So what you need is the probability density function which is PDF in Mathematica:

distP = NormalDistribution[]; (* avoid capital letters *)
distQ = GumbelDistribution[];

klDivergenceContinuous = Function[ { dist1, dist2 },
    NIntegrate[
        PDF[ dist1, x ] × ( Log @ PDF[ dist1, x ] - Log @ PDF[ dist2, x ] ),
        { x, -∞, +\[Infinity] }
    ]
];

klDivergenceContinuous[ distP, distQ ]

0.229783

Update: More general solution

The definition of the expected value in the continuous case is given as

\begin{equation} \mathbb{E}[ f(X) ] = \int \limits_{-\infty}^{+\infty} f(x)\cdot p(x) dx \end{equation}

We can use this definition to find the KL-Divergence.
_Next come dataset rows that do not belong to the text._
PR #546, opened 2026-06-18
Support distinct errors

heshanpadmasiri:
## Purpose
$subject
Resolves #540
Depends on #541

## Summary by CodeRabbit

* **New Features**
  * Added full support for `distinct error` types, including correct `is` behavior across modules and compilation units, plus proper handling of combined/intersection error types.

* **Bug Fixes**
  * Improved validation for `distinct` type targets and updated error messages for unsupported inline/anonymous distinct forms.
  * Refined typed error constructor analysis for named detail arguments and strengthened compatibility checks for detail types.

* **Tests**
  * Added and updated corpus and integration fixtures covering `distinct error` behavior, invalid `distinct` declarations, and cross-module/cross-unit `is` checks.

PR #614, opened 2026-07-09
Remove restrictions on special arguments in invocations

### LINKED ISSUE #336: Add support for named arguments for function values
### Description

Fallow on from #335 . To implement this properly we need to track the type descriptor of all function values. Also we need to think how this is going to work when we have a non-atomic function type. Spec don't specify a requirement on type being atomic so either we need to introduce a unimplemented restriction or think of some sort of projection on type descriptor to make this work. I think this is purely a semantic analysis thing, where as desugar should generally fallow the same design as #335 

### Describe your problem(s)

_No response_

### Describe your solution(s)

_No response_

### Related area

Compilation

_No response_

_No response_

_No response_

### LINKED ISSUE #622: [Bug]: Included-record parameter at new(...) call sites are unsupported
### Description

> $Subject

### Steps to Reproduce

Ballerina code:
```bal
public type Config record {|
    string path;
    boolean recursive = false;
|};

public isolated class Listener {
    public isolated function init(*Config config) returns error? {
        _ = config;
    }
}

    Listener _ = check new (path = "/tmp", recursive = true);
}
```

Error:
```console
error[SEMANTIC_ERROR]: failed to determine object type with fitting init function
  --> sample.bal:13:24
   |
13 |     Listener _ = check new (path = "/tmp", recursive = true);
   | 
```

### Affected Version(s)

Ballerina Nutcracker - 0.6.0

_No response_

### Related area

Compilation

_No response_

_No response_

_No response_

### LINKED ISSUE #623: [Bug]: Named arguments at new(...) call sites are unsupported
### Description

 >$Subject

### Steps to Reproduce

Ballerina code:
```bal
public isolated class Listener {
    public isolated function init(string path, boolean recursive = false) returns error? {
        _ = path;
        _ = recursive;
    }
}

    Listener _ = check new (path = "/tmp", recursive = true);
    // Listener _ = check new ("/tmp", recursive = true);
}
```

Error:
```console
panic: unexpected expression type: *ast.BLangNamedArgsExpression
```

### Affected Version(s)

Ballerina Nutcracker - 0.6.0

_No response_

### Related area

Compilation

_No response_

_No response_

_No response_

### LINKED ISSUE #641: [Bug]: `$default$N` name collision across compilation units in the same module
### Description

Every function/method parameter with a default value gets a compiler-generated "default value function" — a small function that computes the default expression — named `$default$0`, `$default$1`, `$default$2`, ... in declaration order. This name is assigned by a counter on `moduleSymbolResolver` (`semantics/symbol_resolver.go`).

A Ballerina module can span multiple `.bal` files, and each file gets its own per-compilation-unit resolver (`forCompilationUnit`). On main branch, `defaultCounter` is a plain `int` field that gets **copied by value** into each per-file resolver instead of being shared across them. The practical effect: every `.bal` file in a module restarts its `$default$N` numbering from 0, independently of every other file in that module.

The generated name isn't just cosmetic — it's the literal string key the BIR runtime registry uses to look up the default-value function at call time (`runtime/internal/modules/registry_impl.go`). So if two *different* files in the same module each declare a function whose first defaultable parameter becomes `$default$0`, both default functions register under the identical key, and whichever one is registered later (order depends on Go map iteration during module registration — nondeterministic per process run) silently overwrites the other in the registry.

At the call site, a call that omits a defaultable argument invokes whatever function currently sits at that key. If the two colliding default functions have different signatures (different parameter counts, as in the repro below), the wrong one gets invoked with too few/many arguments, producing a runtime crash. If their signatures happen to be compatible, the caller instead silently receives the **wrong stdlib's/file's default value** — no crash, no diagnostic, just a wrong answer.

Because the registration order depends on Go's randomized map iteration, this is **flaky**: the same binary run against the same source can pass or fail on different invocations.

### Impact

- Any multi-file module where two or more files each declare at least one defaultable-parameter function/method can be affected — this is core language behavior, not specific to any one stdlib.
- Symptom is either a runtime crash (`error: too many arguments` / `index out of range [N] with length M`, depending on which colliding function's frame layout wins) or, worse, a silently wrong default value with no error at all.
- Flaky: does not reproduce on every single run.

### Steps to Reproduce

Create a small package with two files, each declaring a defaultable-parameter function:

`Ballerina.toml`:
```toml
[package]
org = "testorg"
name = "multifiledefaults"
version = "0.1.0"
```

`main.bal`:
```ballerina
import ballerina/io;

function single(int x = 1) returns int {
    return x;
}

public function main() {
    io:println(single());
    io:println(sum(3, 4));
    io:println(tagged());
}
```

`util.bal`:
```ballerina
function sum(int a, int b, int c = a + b) returns int {
    return c;
}

function tagged(string tag = "t", int v = 9) returns int {
    return v + tag.length();
}
```

`single`'s default (`x = 1`, 0 preceding params) and `sum`'s default (`c = a + b`, 2 preceding params) both become `$default$0` in their respective files, because each file's resolver restarts the counter at 0.

Run it repeatedly against main branch (rebuild once, then invoke the same binary many times — the flakiness is per-process-launch, driven by Go's randomized map iteration, not per-compile):

```shell
git checkout main
go build -o /tmp/bal-upstream ./cli/cmd
for i in $(seq 1 20); do /tmp/bal-upstream run /path/to/multifiledefaults; done
```

Observed on main branch (19/20 runs in one sample):
```
1
error: too many arguments
        at testorg/multifiledefaults:main(main.bal:9)
```

i.e. the call to `sum(3, 4)` (line 9) invokes `single`'s registered default-value function instead of `sum`'s, which expects a different argument count. Occasionally (1/20 in the same sample) the crash instead surfaces at the `single()` call site (line 8) — which colliding function wins is whatever Go's map iteration picked that run.

Correct output (and what the fixed branch prints on every run) should be:
```
1
7
10
```

### Affected Version(s)

Ballerina Nutcracker - 0.6.0

_No response_

### Related area

Compilation

_No response_

_No response_

_No response_

heshanpadmasiri:
## Summary
Remove restrictions on default, named and included record param arguments form invocations
Depends on #546

## Tests
- go test ./...

Closes ballerina-nutcracker/ballerina#336

## Summary by CodeRabbit

* **New Features**
  * Improved default arguments across lambdas, function values, invocations, object construction, and record fields.
  * Enhanced support for higher-order, typed, narrowed, and dependently typed function signatures.
  * Strengthened included-record and rest-parameter handling, including named-argument matching.

* **Bug Fixes**
  * Refined diagnostics for invalid named arguments, duplicate declarations, and included-record conflicts.
  * Improved function-pointer calls and compiled program reliability.

* **Tests**
  * Added and updated coverage for default arguments, function signatures, object initialization, and related compiler diagnostics.


corpus/bal/subset8/08-function/dependent-fn-3-e.bal
```diff
@@ -14,19 +14,6 @@
 // specific language governing permissions and limitations
 // under the License.
 
-public function main() {
```
heshanpadmasiri, line 17: Since we moving some of the validations to symbol resolution we can't do all these validation in single test

corpus/parser/subset9/09-function/inferred-lambda-args-v.json
warunalakshitha, line 1: Seems mistakenly committed json file

heshanpadmasiri: fixed

desugar/statement.go
```diff
@@ -244,24 +244,14 @@ func walkSimpleVariableDef(cx *functionContext, stmt *ast.BLangSimpleVariableDef
...
-				initStmts = append(initStmts, varDef)
+			for _, fn := range result.functions {
+				cx.pkgCtx.pkg.Functions = append(cx.pkgCtx.pkg.Functions, *fn)
 			}
+			for _, field := range result.recordFields {
+				initStmts = append(initStmts, desugarRecordFieldDefault(cx, field))
+			}
+		} else {
+			cx.pkgCtx.addDefaultClosureOwner(stmt.Var.Expr)
 		}
```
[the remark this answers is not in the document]
heshanpadmasiri: This comment targets an older implementation. walkSimpleVariableDef in desugar/statement.go no longer appends result.functions directly to pkg.Functions. It calls desugarLocalTypeDescDefaults, which lowers every provider through desugarLocalDefaultClosure -> walkExpression -> walkLambdaFunction/desugarNestedFunction and records the resulting local closure mapping. A focused local function-type default whose expression invokes another defaultable function ran successfully and printed 10; corpus/bal/subset9/09-function/inferred-lambda-args-v.bal and narrowed-nested-defaults-v.bal also exercise this path. Applying the suggested package-level registration would be incorrect for these local providers.

semantics/symbol_resolver.go
```diff
@@ -935,40 +964,92 @@ func isExternalFunctionBody(body ast.FunctionBodyNode) bool {
...
+			internalError(resolver, "default symbol allocator not found", pos)
+			return 0, false
+		}
+		return ensureFunctionTypeSignature(alloc, resolver.GetScope(), ty)
+	case *ast.BLangUserDefinedType:
+		return resolver.GetCtx().FunctionSignatureRef(ty.Symbol())
+	default:
+		return 0, false
+	}
+}
```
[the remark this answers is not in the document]
heshanpadmasiri: fixed

desugar/desugar.go
```diff
@@ -1092,19 +1175,122 @@ type desugaredRecordFieldResult struct {
...
+	varName, varSymRef := cx.addDesugardSymbol(fnType, model.SymbolKindVariable, false)
+	varIdent := &ast.BLangIdentifier{Value: varName}
+	varIdent.SetDeterminedType(semtypes.NEVER)
+	simpleVar := &ast.BLangSimpleVariable{Name: varIdent}
+	simpleVar.Expr = lambda
+	simpleVar.SetDeterminedType(fnType)
+	simpleVar.SetSymbol(varSymRef)
+	varDef := &ast.BLangSimpleVariableDef{Var: simpleVar}
+	setPositionIfMissing(varDef, fn.GetPosition())
+	return varDef
```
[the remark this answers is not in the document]
heshanpadmasiri: fixed

desugar/desugar.go
```diff
@@ -1129,57 +1331,139 @@ func desugarTopLevelTypeDescs(cx *packageContext, pkg *ast.BLangPackage) {
...
+func desugarFunctionParamDefaults(ctx desugarContext, fn *ast.BLangFunction) []*ast.BLangFunction {
+	results := desugarInvokableParamDefaults(ctx, fn.Symbol(), fn.RequiredParams, fn.Scope())
+	for i := range fn.RequiredParams {
+		param := &fn.RequiredParams[i]
+		result := desugarTypeDesc(ctx, param.TypeNode(), fn.Scope())
+		results = append(results, result.functions...)
+		for _, field := range result.recordFields {
+			results = append(results, field.fn)
+		}
 	}
```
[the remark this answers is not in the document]
heshanpadmasiri: fixed

context/internal/functionsignatures/store.go
```diff
@@ -0,0 +1,101 @@
...
+func (s *Store) UpdateIncludedRecords(ref model.FunctionSignatureRef, includedRecords []*model.IncludedRecordMetadata) {
+	s.mu.Lock()
+	defer s.mu.Unlock()
+	index := signatureIndex(ref)
+	sig := s.signatures[index]
+	for i, metadata := range includedRecords {
+		if metadata == nil {
+			continue
+		}
+		sig.SetIncludedRecordMetadata(i, *metadata)
```
warunalakshitha, line 75: I did'nt get why we keep includedRecord meta data in function signature, Should that be aprt of record typedesc?

heshanpadmasiri: included record metadata is used to represent parameters of the form *RecType (https://ballerina.io/spec/lang/master/#included-record-params), at call side then you can pass individual fields as named arguments, or you can pass in the mapping value directly. 

In type resolution phase we lower all these to named arguments to a single mapping constructor at the correct position (basically lowering lowers all the special arguments such as named args, default args, etc to positional args), using the (untyped) function signature.

IMO included record parameters are part of the function signature not the record type itself (you could use the same record type in different ways in different functions for instance)

model/symbolpool/serializer.go
```diff
@@ -686,6 +705,84 @@ func (sw *symbolWriter) writeTypeOp(buf *bytes.Buffer, op model.TypeOp) error {
...
+				}
+			}
+		}
+		metadata := sig.IncludedRecordMetadata[i]
+		if err := write(buf, metadata != nil); err != nil {
+			return err
+		}
+		if metadata == nil {
+			continue
+		}
```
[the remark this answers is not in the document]
heshanpadmasiri: The reported short-slice state is not constructible through the function-signature store. `context/internal/functionsignatures/store.go:Allocate` always calls `model.NewUntypedFunctionSignature`, which creates IncludedRecordMetadata with exactly len(ParamNames) entries; `Store.UpdateIncludedRecords` updates that existing slice through `UntypedFunctionSignature.SetIncludedRecordMetadata`, which explicitly rejects a length mismatch; and `model/symbolpool/deserializer.go:readUntypedFunctionSignatureParams` reconstructs signatures through the same allocator. Repository-wide search found no UntypedFunctionSignature composite literals. Guarding only this serializer access would hide a corrupted signature by dropping metadata, while other consumers such as `model.UntypedFunctionSignature.Index` intentionally rely on the same length invariant. No change is needed in `model/symbolpool/serializer.go:writeUntypedFunctionSignature`.

semantics/lock_analyzer.go
```diff
@@ -214,7 +214,12 @@ func isolatedParamLambdas(ctx *context.CompilerContext, n *ast.BLangInvocation)
 	if !ok {
 		return nil
 	}
-	paramNames := resolvedFn.ParamNames()
+	sig, ok := ctx.GetFunctionSignature(n.Symbol())
+	if !ok {
+		ctx.InternalError("function signature not found", n.GetPosition())
+		return nil
+	}
+	paramNames := sig.ParamNames
```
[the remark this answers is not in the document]
heshanpadmasiri: The concern is invalid for the current monomorphization paths. Both `semantics/type_resolver.go:resolveFunctionCallArgs` (dependently typed functions) and `storeMonomorphizedOpaqueFn` (opaque lang-lib functions) explicitly associate an untyped signature with the monomorphic invocation symbol, so `CompilerContext.GetFunctionSignature(n.Symbol()/fnRef)` does not fail. For opaque array:map, `opaqueFunctionParams` creates the concrete signature with the same `arr`/`func` parameter ordering used by the original OpaqueFunctionSymbol's isolated-parameter predicate; using the invocation symbol is therefore internally consistent and avoids unnecessarily coupling lookup to the polymorphic symbol. Focused execution of `corpus/bal/subset9/09-list/map-isolated-param-v.bal` succeeded, including named `array:map(arr = ..., func = ...)` and lock cases, while `map-isolated-param-e.bal` produced only the expected SEMANTIC_ERROR diagnostics and no INTERNAL_ERROR/function-signature failure. No changes are needed in `semantics/lock_analyzer.go:isolatedParamLambdas` or `isolatedInvocationViolationInner`.

semantics/type_resolver.go
```diff
@@ -3761,9 +3961,8 @@ func determineObjectType(t typeResolver, expr *ast.BLangNewExpression, argTys []
 	}
 	var candidates []candidate
 	for _, alt := range alts {
-		altArgTys, _ := padNewExprArgTypesForDefaults(t, alt.ObjectType, argTys, expr.GetPosition())
```
warunalakshitha, line 3764: type Foo object { function init(int a, int b = 10); }
type Bar object { function init(int a, string c); }
Foo|Bar x = new(1);

Will this work with this change?

heshanpadmasiri: Assuming this is of the form (you need class descriptors) will be fixed with https://github.com/ballerina-nutcracker/ballerina/issues/635

```ballerina
import ballerina/io;

class Foo {
    int a;
    int b;

    function init(int a, int b = 10) {
        self.a = a;
        self.b = b;
    }

    function value() returns int {
        return self.a + self.b;
    }
}

class Bar {
    int a;
    string c;

    function init(int a, string c) {
        self.a = a;
        self.c = c;
    }
}

public function main() {
    Foo|Bar positional = new (1);
    if positional is Foo {
        io:println(positional.value()); // @output 11
    }

    Foo|Bar named = new (a = 2);
    if named is Foo {
        io:println(named.value()); // @output 12
    }
}
```

warunalakshitha (approved):
LGTM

Since Mathematica's implementation of Expectation will handle discrete distributions also (effectivly summing over all values instead of integrating over them), the following routine might turn out to be more general:

Options[ klDivergence ] = Options @ Expectation;

klDivergence[ distP_ , distQ_, opts:OptionsPattern[ klDivergence ] ] := Expectation[ 
    Log @ PDF[ distP, \[FormalX] ] - Log @ PDF[ distQ, \[FormalX] ], 
    \[FormalX] \[Distributed] distP,
    opts
]

klDivergence[ 1, distP_, distQ_, opts:OptionsPattern[ klDivergence ] ] := klDivergence[
    distP, 
    distQ, 
    opts 
]

klDivergence[ n_Integer, distP_, distQ_, opts:OptionsPattern[ klDivergence ] ] 
    /; n > 0 := Module[
    {
        vars = Table[ Unique[ \[FormalX] ], n ]
    },
    Expectation[ 
        Log @ PDF[ distP, vars ] - Log @ PDF[ distQ, vars ], 
        vars \[Distributed] distP,
        opts
    ]  
]

This might (in principle) work for discrete as well as for continuous distributions:

Continuous Distributions (OP)

klDivergence[ distP, distQ ]

$-\frac{1}{2}+ \sqrt{\mathrm{e}} - \frac{1}{2} \log 2\pi $

N[%]

0.229783

Discrete Distributions

We may use the example given in (104506) to check how this works out in the discrete case:

pmfA = EmpiricalDistribution[ {1/6, 1/6, 1/6, 1/6, 1/6, 1/6} -> Range[6] ];
pmfB = EmpiricalDistribution[ {1/4, 1/4, 1/8, 1/8, 1/8, 1/8} -> Range[6] ];

klDivergence[ pmfA, pmfB ]

1/3 (Log[4] - 3 Log[6] + 2 Log[8])

The problems arising from a discrete distribution containing zero probabilities (cf. the question linked above) may be solved by dropping the zero-entries from the distribution:

(* pmfB = {1/4, 1/4, 1/2, 0, 0, 0} *)
pmfBzero = EmpiricalDistribution[ {1/4, 1/4, 1/2} -> Range[3] ];

klDivergence[ pmfBzero, pmfA ]

Log[ 3/Sqrt[2] ]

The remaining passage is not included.